*** Opening of Provided records ***

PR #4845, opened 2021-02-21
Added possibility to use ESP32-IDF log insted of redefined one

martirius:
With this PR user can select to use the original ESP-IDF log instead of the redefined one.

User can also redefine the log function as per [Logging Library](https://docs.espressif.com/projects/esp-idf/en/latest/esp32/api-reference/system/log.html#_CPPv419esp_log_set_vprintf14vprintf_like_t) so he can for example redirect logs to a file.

*** Close of Provided records ***
*** Opening of Provided records ***

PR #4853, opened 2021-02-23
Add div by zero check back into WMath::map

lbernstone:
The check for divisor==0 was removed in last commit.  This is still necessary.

*** Close of Provided records ***

**Exercise brief**: Each line above with the word "opened" must be returned.

**Task answer**:
PR #4845, opened 2021-02-21
PR #4853, opened 2021-02-23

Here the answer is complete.